Prompt>
The listing below holds a line with "[EN] Add floor" and a line with "English equivalent of". Reproduce those two lines exactly, plus everything between them.

Task input>
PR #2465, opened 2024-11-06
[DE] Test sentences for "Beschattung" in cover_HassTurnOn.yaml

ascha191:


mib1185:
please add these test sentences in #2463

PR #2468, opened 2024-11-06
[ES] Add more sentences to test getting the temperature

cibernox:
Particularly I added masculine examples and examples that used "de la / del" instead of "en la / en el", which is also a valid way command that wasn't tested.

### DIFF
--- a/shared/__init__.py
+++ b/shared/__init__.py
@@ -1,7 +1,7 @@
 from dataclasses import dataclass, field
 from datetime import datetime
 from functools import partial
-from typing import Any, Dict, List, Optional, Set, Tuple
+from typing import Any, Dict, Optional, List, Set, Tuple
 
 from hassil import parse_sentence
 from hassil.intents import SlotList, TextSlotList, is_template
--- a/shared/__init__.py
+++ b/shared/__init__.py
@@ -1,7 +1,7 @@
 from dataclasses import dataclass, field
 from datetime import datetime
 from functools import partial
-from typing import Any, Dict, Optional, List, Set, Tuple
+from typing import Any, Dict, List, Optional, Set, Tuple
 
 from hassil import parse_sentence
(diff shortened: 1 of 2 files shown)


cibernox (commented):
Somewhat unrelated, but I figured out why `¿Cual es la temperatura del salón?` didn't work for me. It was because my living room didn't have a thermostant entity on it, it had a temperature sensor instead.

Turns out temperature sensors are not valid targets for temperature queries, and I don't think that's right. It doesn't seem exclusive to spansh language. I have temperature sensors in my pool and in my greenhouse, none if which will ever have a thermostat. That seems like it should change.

* * *

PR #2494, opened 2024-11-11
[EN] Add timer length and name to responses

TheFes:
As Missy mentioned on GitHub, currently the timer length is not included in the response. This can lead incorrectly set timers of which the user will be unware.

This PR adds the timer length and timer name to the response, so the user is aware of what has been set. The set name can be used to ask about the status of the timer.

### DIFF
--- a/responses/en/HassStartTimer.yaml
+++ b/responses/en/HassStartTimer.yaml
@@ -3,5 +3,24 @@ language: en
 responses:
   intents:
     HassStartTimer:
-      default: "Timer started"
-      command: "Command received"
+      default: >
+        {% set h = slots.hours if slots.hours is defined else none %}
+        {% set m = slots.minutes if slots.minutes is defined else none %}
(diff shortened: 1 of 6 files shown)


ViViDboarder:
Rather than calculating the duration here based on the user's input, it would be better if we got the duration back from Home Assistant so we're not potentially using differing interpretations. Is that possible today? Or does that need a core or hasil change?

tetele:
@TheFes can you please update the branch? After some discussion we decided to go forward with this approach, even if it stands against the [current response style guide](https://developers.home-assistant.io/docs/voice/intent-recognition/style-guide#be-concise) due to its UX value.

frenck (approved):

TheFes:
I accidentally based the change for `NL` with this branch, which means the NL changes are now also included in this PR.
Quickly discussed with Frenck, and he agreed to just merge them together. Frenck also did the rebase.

...

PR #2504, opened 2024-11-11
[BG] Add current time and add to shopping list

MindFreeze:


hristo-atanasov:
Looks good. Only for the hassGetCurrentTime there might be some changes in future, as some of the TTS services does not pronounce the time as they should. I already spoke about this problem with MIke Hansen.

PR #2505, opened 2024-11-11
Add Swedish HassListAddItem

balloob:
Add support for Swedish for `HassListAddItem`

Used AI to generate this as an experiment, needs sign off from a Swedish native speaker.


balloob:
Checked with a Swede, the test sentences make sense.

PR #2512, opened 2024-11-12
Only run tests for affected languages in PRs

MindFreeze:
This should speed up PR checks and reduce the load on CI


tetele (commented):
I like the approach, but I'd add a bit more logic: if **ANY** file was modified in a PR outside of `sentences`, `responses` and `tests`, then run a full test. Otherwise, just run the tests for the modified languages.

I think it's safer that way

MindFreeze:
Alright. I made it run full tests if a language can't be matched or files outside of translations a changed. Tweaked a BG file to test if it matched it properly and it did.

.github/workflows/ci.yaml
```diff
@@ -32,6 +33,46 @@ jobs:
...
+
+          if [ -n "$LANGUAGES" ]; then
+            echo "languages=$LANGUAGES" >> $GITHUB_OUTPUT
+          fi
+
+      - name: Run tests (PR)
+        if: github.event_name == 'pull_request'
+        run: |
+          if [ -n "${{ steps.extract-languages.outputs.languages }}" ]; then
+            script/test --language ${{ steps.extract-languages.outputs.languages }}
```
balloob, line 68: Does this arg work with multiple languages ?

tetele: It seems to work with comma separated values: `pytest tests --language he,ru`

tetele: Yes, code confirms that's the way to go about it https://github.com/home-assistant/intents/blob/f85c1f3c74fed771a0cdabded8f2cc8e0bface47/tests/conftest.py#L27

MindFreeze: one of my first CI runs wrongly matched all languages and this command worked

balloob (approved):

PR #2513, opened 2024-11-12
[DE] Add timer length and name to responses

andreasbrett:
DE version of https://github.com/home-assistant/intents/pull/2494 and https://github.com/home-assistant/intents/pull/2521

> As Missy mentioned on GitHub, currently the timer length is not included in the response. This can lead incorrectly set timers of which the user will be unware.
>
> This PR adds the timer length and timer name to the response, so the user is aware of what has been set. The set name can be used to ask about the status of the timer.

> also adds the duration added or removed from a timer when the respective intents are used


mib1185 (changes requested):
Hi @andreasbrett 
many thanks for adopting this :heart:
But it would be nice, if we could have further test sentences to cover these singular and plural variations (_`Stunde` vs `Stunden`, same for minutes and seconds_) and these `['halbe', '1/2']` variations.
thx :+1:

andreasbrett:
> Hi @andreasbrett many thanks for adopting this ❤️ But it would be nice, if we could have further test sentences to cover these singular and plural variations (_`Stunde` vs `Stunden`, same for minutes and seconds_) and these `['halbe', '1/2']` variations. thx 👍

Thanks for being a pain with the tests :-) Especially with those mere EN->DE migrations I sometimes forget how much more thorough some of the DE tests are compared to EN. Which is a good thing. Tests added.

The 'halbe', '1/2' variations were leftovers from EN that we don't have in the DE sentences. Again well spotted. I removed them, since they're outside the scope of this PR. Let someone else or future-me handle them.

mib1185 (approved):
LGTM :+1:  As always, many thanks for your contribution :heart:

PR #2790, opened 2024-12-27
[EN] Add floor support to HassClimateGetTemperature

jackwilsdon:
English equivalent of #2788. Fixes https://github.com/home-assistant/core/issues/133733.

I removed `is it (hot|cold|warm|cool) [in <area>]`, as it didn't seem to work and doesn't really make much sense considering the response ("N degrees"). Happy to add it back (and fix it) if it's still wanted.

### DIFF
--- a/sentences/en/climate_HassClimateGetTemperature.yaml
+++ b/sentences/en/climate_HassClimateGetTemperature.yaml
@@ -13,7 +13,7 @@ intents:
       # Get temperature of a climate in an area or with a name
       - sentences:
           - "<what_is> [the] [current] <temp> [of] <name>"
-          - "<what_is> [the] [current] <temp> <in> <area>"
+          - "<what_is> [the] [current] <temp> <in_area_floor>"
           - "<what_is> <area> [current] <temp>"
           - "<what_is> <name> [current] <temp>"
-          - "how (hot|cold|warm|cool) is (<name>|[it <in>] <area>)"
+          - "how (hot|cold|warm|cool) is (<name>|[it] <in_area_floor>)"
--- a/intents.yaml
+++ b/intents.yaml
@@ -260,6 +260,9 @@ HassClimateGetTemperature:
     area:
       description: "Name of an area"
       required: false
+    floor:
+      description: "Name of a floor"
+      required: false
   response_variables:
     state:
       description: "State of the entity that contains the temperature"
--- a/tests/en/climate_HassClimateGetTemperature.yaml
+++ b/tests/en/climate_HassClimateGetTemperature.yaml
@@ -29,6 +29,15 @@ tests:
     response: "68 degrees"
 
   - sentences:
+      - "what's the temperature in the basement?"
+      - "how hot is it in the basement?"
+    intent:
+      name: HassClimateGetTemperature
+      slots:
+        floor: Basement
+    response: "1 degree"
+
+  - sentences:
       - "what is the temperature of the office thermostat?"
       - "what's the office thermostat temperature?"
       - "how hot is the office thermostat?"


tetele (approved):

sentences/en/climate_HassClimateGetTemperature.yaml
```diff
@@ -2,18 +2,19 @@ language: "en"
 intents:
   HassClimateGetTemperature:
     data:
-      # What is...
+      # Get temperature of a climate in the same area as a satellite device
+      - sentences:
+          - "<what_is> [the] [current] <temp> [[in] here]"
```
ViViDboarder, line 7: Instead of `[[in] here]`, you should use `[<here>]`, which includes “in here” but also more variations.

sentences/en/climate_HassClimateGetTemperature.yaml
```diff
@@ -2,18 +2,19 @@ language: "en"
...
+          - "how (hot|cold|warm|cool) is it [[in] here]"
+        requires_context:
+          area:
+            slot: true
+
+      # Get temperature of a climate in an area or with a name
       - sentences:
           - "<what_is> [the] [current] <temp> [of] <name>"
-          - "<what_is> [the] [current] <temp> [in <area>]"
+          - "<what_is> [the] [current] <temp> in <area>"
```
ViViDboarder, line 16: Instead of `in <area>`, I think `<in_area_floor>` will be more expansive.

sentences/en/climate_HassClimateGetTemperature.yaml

Task result>
[EN] Add floor support to HassClimateGetTemperature

jackwilsdon:
English equivalent of #2788. Fixes https://github.com/home-assistant/core/issues/133733.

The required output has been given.